1. Tetherin protein help recruit the SV to the plasma membrane
2. Priming proteins RIM, Munc13 and Rac proteins go into complex with each other. This complex helps align synaptic vesicles with the calcium channels, so that when calcium is released synaptotagmin can rapidly respond to the calcium influx.

Question 28

Synaptic vesicle transport from soma to synapse reaches speeds of 5 to 40 cm per day. What does this say?

Answer 28

That the supply of vesicles via synaptic transport (walking over microtubuli) is not enough to maintain efficient synaptic transmission.

Question 29

What solution is there for the fact that synaptic vesicle transport is not sufficient to maintain efficient synaptic transmission?

Answer 29

Local recycling of synaptic vesicles.

Question 30

What evidence was found for local recycling of synaptic vesicles?

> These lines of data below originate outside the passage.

PR #780, opened 2026-09-12
[PERF] Reduce structural traversal result overhead

tqchen:
Keep compiled structural visit hooks on the raw TVMFFIAny path through default descent and callback selection to avoid repeated result materialization. Keep error-context decoration off the success path, inline WalkResult lifecycle operations, and retain typed Parent customization while preserving callback order, descent control, errors and interrupt ownership.

### DIFF
--- a/include/tvm/ffi/extra/structural_visit.h
+++ b/include/tvm/ffi/extra/structural_visit.h
@@ -221,32 +221,8 @@ class StructuralVisitorObj : public Object {
    * \return Expected interrupt state. An error means traversal failed.
    */
   TVM_FFI_INLINE Expected<Optional<VisitInterrupt>> DefaultVisitExpected(AnyView value) noexcept {
-    int32_t type_index = value.type_index();
-    static reflection::TypeAttrColumn column(reflection::type_attr::kStructuralVisit);
-    AnyView attr = column[type_index];
-
-    // case 1: Type-specific override registered as an opaque ABI visit function pointer.
-    if (attr.type_index() == TypeIndex::kTVMFFIOpaquePtr) {
-      auto* visit_fn = reinterpret_cast<FStructuralVisit>(attr.cast<void*>());
-      TVMFFIAny raw = (*visit_fn)(this, value);
-      return details::ExpectedUnsafe::MoveFromTVMFFIAny<Optional<VisitInterrupt>>(raw);
-    }
-
-    // case 2: Type-specific override registered as an ffi::Function.
-    if (attr.type_index() == TypeIndex::kTVMFFIFunction) {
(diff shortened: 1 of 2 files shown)


tqchen:
Validation for `0c685e4426787c99853ef4d5724d8a1983e76377` (source tree unchanged by the commit squash):

- All 498 existing C++ tests passed; two preexisting tests remain disabled. AddressSanitizer instruments the test executable; the shared runtime is a normal Debug build. The local GCC build demoted the existing redundant-move warning from Werror.
- The final diff preserves explicit `Optional<VisitInterrupt>` signatures and adds no tests. The only test-file change removes obsolete raw forwarding from an existing visitor layer.
- All six optimized compiled hooks and the fixture's 17 logical occurrences/four Var matches were checked outside timing. AnyView pure Advance callback machinery erases; the typed Var-count callback retains its type probe and increment, while Advance result cleanup and callback-control branches disappear. Required child-result propagation remains.

**Performance before versus after this PR — ns/node**

Split/fuse mini-TIR on an AMD EPYC 7413, GCC 11.4/O3, benchmark CPU 6 and timing driver CPU 46. Other local jobs and refresh commands were paused for the measurement window; CPU 6's sibling CPU 30 recorded no active scheduler ticks during the run. Each cell has 12 interleaved independent processes with all nine inner samples retained. Values are median [minimum, maximum] of process medians, normalized by 17 logical node occurrences. Walk includes managed visitor construction/destruction; the narrower compiled-hook floor uses a stack visitor.

| Case | Before PR | After PR |
| --- | ---: | ---: |
| Compiled-hook floor | 4.206 [4.185, 4.279] | 4.229 [4.211, 4.282] |
| Borrowed Var match, Advance | 15.595 [15.533, 15.740] | 6.260 [6.100, 6.344] |
| Borrowed Var match, count then Advance | 16.001 [15.935, 16.091] | 5.919 [5.884, 6.306] |

The before executable uses the same source tree as PR base `3b0e30b1`; the after executable was built from the final explicit-signature source tree, identical to the current PR head. Both preserved executables and their own runtimes were measured together, with source/artifact bindings and optimized hooks checked outside timing. All 72 process results and 648 inner samples passed an independent numerical and provenance audit.

The table uses the explicitly isolated run. A preceding run with weaker isolation produced higher, more variable timings for both versions; its full samples remain preserved. Repeating the identical binaries under the stronger isolation recovered the earlier performance range. This supports an environmental explanation, without identifying a particular competing job. Counting and pure Advance have different generated bodies, so their difference is not an isolated counting cost.

The AnyView hot paths save five registers without local result slots or cleanup calls; the typed fixture also retains a 32-byte local frame/canary. These measurements remain above the narrower compiled-hook floor.

cyx-6 (approved):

(Don’t know if you should learn this by heart)

Answer 30

Researchers bathed a neuron in a bath with horseradisch peroxidase (HRP). They then stimulated the presynaptic terminal to release their vesicles. If there’s local recycling of synaptic vesicles, there also should be a little HRP inside the recycled vesicles.

When this neuron was looked at under a electron microscope, they indeed found that there was local recycling, as why they found HRP inside vesicles.

Question 31

Another way to investigate and visualize synaptic vesicle release and local recycling was with the help of two dyes: FM1-43 and FM4064. What is special about thes dyes?

Answer 31

They only fluorescence when they are inserted into the membrane and thus can also be used to visualize synaptic vesicles.

Question 32

Explain clathrin-mediated endocytosis.

Answer 32

When a vesicle is locally recycled and is about to fuse/has just fused with the presynaptic membrane, clathrin will form a cage around the incoming vesicle. After this, dynamin is needed to seperate/pinch off the vesicle from the membrane.

Note: the fact that clathrin forms a cage around a vesicle, is also important for the protection of proteins that are attached to the vesicle.

Question 33

After the vesicle has been recycled, by e.g. clathrin-mediated endocytosis, the vesicle is still empty.

What is the function of V-ATPase?

Answer 33

V-ATPase pumps protons inside the vesicle and makes the vesicle acidic.

Question 34

After the vesicle has been recycled, by e.g. clathrin-mediated endocytosis, the vesicle is still empty.

Why is V-ATPase so important?

Answer 34

Because the only way a vesicle can be refilled is via transporters. Depending on the type of neuron (excitatory or inhibitory), there are either VGLUT (glutamate transporter) or VGAT transporters (GABA transporter) on the vesicle. These transporters make use of protons to transport neurotransmitters into the cell, here protons are pumped out and neurotransmitters are pumped in.